Shanafelt et al. · Mayo Clinic Proceedings · 2016
Clinicians spent nearly twice as much time on the EHR as with patients
Ambulatory physicians averaged 49.2% of office time on EHR and desk work versus 27% face-to-face with patients — a quantitative measure of how completely the system had displaced the person.
Melnick et al. · Annals of Family Medicine · 2017
Worse EHR usability directly predicted higher clinician burnout
Connected interface quality to clinician harm — establishing that this was not an inconvenience problem but a measurable health and safety issue for the care workforce.
Topol · The Lancet · 2019
AI in healthcare should restore the human connection, not extend screen time
Argued that the purpose of AI in medicine is to give clinicians back the time and attention the EHR took from them — framing intelligent systems as a restoration of the clinician-patient relationship.
THE SOLUTION FRAMEWORK
Endsley, 1988 and 1995 — defined Situation Awareness as perception of current state, comprehension of its meaning, and projection of what may occur. A contextually intelligent clinical system must support all three levels across the full arc of the encounter: before entering the room, during the visit, and between encounters. This framework became the theoretical backbone of the workspace architecture and notification philosophy developed across Gen 1 and Gen 1 Refined.
A critical design consideration for AI in healthcare
AI that requires a conversation is still a computer between the clinician and the patient
The current wave of AI in healthcare introduces a risk the field hasn’t fully reckoned with. Many implementations take a conversational or bolt-on approach — a chat interface, a prompted assistant, a wake word the clinician must use to invoke the system. The capability may be more powerful than what came before. But the interaction model repeats the original mistake.

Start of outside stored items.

PR #9174, opened 2025-09-02
add option to disable perfetto on android

pixelflinger:
The new cmake `FILAMENT_ENABLE_PERFETTO` must be set to enable  perfetto traces on Android. It is disabled by default on release builds, enabled otherwise.

The reason for this is that the perfetto SDK adds about 800K of code to the library. The text section goes from 2.2 to 1.4 MB


poweifeng:
I think JobSystem [here](https://github.com/google/filament/blob/main/libs/utils/src/JobSystem.cpp#L20) also needs to be updated?

z3moon (approved):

If a clinician has to stop, open a panel, speak a trigger phrase, and wait for a response — the system is still the object of their attention. The computer is still between them and the patient. A smarter search box is still a search box.

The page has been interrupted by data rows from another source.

PR #9175, opened 2025-09-03
Add getEyeFromViewMatrix() for vertex shader

z3moon:
This new method, intended for the vertex shader, returns a matrix that transforms vertices from view space (also known as head space) to the current eye space.


filament/src/ds/PerViewDescriptorSetUtils.cpp
```diff
@@ -64,6 +64,7 @@ void PerViewDescriptorSetUtils::prepareCamera(PerViewUib& s,
         mat4f const& eyeFromHead = camera.eyeFromView[i];   // identity for monoscopic rendering
         mat4f const& clipFromEye = camera.eyeProjection[i];
         // clipFromEye * eyeFromHead * headFromWorld
```
poweifeng: I think you'd want to move this comment

poweifeng (changes requested):

filament/src/ds/PerViewDescriptorSetUtils.cpp
z3moon: Ah good catch.

poweifeng (approved):

libs/filabridge/include/private/filament/UibStructs.h
```diff
@@ -212,8 +213,8 @@ struct PerViewUib { // NOLINT(cppcoreguidelines-pro-type-member-init)
 };
 
 // 2 KiB == 128 float4s
-static_assert(sizeof(PerViewUib) == sizeof(math::float4) * 128,
-        "PerViewUib should be exactly 2KiB");
+static_assert(sizeof(PerViewUib) == sizeof(math::float4) * 144,
+        "PerViewUib should be 16 x 144 bytes");
```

The right model requires three things working together: ambient delivery, continuous learning, and contextual participation. Clinical AI needs to do all three simultaneously, in the background, without requiring the clinician to stop and engage.
01
Ambient delivery
The system observes context and surfaces information without being asked. No wake word. No query. No interruption to workflow.
02
Continuous learning
The system builds understanding over time — across encounters, across patients, across clinician patterns. It gets better at knowing what matters without being retrained by the user.
03
Active participation
The system is a silent participant in the evolving clinical conversation. It doesn't wait to be called on. It maintains awareness of the situation and acts from that awareness at the right moment.
This maps directly to Endsley's three levels of Situation Awareness. Perception is the AI observing what's happening in real time. Comprehension is the AI building meaning from what it has observed across the encounter and over time. Projection is the AI anticipating what will likely be needed next — and delivering it before the clinician has to ask. That is not a query interface. That is a cognitive partner.
Conversational / bolt-on AI
Clinician must stop and invoke the system
Responds to prompts — does not participate
No persistent awareness between interactions
Computer remains the object of attention
Smarter tool — same structural problem
Ambient intelligence
Maintains awareness without being invoked
Active participant in the evolving clinical context
Learns continuously
Patient remains the object of attention
Different architecture — different outcome
The clinical safety dimension
A clinician who must invoke an AI to receive a warning may miss the window where that warning mattered. An AI that has been maintaining situational awareness throughout the encounter surfaces a concern at the moment it becomes clinically relevant — not when the clinician remembers to ask. The difference between those two models is not a user experience preference. In high-acuity settings, it is a patient safety distinction.